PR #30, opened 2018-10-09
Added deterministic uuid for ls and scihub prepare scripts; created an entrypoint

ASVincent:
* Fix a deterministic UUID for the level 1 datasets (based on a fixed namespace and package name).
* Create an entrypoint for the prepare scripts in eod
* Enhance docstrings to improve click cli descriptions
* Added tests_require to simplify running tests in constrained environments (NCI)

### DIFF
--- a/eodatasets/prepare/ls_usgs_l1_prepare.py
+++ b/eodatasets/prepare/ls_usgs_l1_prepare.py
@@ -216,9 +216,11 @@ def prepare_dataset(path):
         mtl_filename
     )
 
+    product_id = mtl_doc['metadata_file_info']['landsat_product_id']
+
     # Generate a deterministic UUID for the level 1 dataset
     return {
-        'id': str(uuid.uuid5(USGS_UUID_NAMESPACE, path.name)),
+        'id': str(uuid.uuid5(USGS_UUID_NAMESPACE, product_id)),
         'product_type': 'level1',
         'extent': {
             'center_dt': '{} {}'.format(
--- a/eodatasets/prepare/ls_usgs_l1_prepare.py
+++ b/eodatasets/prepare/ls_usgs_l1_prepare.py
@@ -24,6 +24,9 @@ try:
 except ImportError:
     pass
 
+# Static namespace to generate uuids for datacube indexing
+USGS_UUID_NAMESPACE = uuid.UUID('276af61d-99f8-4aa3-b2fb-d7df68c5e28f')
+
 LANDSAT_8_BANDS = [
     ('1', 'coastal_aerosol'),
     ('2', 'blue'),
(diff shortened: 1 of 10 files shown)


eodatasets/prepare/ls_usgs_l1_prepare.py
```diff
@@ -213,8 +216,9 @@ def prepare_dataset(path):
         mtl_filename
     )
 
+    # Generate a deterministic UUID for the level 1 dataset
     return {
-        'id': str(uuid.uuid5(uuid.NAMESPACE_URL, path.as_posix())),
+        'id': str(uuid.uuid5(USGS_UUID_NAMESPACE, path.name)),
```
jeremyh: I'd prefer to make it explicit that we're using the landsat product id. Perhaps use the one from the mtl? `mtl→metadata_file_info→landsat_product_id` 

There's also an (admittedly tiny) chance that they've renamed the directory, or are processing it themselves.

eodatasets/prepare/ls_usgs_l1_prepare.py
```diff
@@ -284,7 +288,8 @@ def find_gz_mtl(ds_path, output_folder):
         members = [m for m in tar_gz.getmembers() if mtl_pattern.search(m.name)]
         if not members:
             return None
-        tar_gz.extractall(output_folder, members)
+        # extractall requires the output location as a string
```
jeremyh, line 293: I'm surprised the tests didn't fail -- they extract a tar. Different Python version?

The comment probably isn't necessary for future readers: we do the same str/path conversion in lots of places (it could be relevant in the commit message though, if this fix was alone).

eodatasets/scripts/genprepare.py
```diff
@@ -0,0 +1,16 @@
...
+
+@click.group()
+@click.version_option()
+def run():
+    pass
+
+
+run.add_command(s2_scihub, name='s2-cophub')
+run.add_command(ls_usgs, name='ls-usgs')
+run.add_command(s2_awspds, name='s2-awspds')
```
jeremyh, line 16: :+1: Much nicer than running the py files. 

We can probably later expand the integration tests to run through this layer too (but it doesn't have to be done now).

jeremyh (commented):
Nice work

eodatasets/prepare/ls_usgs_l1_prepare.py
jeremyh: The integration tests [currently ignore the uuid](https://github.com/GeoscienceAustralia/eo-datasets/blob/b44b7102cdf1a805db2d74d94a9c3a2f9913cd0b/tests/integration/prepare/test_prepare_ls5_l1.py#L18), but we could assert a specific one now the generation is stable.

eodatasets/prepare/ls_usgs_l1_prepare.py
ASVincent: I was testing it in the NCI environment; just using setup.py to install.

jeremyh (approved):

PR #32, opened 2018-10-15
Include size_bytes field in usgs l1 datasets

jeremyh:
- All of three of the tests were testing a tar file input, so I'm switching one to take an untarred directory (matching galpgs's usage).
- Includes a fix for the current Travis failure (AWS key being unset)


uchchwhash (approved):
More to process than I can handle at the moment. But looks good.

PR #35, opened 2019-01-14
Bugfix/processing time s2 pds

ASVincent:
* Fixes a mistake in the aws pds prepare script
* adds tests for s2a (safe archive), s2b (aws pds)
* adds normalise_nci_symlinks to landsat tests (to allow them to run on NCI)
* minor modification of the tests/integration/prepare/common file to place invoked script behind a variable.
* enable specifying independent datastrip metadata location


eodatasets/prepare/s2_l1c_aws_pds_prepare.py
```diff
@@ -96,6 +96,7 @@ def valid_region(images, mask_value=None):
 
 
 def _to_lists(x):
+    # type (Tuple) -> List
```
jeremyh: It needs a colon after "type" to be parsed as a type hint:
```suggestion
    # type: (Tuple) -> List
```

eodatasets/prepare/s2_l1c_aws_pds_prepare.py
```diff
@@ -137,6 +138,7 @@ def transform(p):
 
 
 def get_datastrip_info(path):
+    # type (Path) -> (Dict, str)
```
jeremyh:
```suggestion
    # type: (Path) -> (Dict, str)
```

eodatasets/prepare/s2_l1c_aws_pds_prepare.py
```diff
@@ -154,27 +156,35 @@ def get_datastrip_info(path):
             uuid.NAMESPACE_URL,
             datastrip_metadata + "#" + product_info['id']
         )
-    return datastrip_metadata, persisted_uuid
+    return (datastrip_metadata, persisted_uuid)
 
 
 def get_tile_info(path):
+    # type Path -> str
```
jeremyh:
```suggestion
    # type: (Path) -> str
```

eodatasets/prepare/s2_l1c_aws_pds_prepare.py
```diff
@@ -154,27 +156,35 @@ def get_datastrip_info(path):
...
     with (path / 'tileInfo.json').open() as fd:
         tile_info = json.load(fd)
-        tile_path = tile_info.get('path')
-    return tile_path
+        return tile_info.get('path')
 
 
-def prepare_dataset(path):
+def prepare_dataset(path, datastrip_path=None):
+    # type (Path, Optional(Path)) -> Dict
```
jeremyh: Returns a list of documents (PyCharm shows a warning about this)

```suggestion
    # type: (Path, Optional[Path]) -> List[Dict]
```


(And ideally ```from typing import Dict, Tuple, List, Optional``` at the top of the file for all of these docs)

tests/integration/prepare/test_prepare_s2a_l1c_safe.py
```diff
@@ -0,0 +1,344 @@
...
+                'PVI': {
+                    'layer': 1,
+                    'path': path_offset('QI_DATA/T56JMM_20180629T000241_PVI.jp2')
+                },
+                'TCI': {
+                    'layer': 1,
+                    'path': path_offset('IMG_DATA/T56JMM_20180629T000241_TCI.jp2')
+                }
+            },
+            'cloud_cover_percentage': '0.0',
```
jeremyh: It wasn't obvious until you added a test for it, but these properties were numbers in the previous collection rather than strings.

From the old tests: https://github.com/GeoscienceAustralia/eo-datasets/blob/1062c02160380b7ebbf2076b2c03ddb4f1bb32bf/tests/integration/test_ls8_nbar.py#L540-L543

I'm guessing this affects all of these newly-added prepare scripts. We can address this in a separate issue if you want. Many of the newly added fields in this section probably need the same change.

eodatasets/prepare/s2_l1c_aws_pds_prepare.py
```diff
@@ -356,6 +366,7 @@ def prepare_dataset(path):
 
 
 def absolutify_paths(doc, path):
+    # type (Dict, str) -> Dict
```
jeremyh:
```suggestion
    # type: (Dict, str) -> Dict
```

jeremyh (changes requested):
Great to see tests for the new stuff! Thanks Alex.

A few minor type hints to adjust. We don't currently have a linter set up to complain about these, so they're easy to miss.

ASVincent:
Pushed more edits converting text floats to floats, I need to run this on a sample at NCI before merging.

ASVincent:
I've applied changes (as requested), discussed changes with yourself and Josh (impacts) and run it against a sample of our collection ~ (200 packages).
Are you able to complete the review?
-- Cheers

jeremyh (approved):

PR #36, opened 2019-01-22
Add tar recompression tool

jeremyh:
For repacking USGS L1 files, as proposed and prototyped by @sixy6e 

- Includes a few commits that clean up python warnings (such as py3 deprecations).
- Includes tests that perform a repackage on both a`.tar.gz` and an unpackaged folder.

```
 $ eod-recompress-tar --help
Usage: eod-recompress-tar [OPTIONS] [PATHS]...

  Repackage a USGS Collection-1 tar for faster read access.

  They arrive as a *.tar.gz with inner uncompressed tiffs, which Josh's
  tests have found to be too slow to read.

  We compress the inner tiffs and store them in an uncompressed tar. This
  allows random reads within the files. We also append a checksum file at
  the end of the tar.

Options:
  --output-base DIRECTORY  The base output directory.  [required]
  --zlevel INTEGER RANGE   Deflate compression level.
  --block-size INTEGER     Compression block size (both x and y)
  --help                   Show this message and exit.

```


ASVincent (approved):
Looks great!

Work instructions
Take every line from the data above that holds "deterministic" and copy it out.

Answer box
Added deterministic uuid for ls and scihub prepare scripts; created an entrypoint
* Fix a deterministic UUID for the level 1 datasets (based on a fixed namespace and package name).
     # Generate a deterministic UUID for the level 1 dataset
+    # Generate a deterministic UUID for the level 1 dataset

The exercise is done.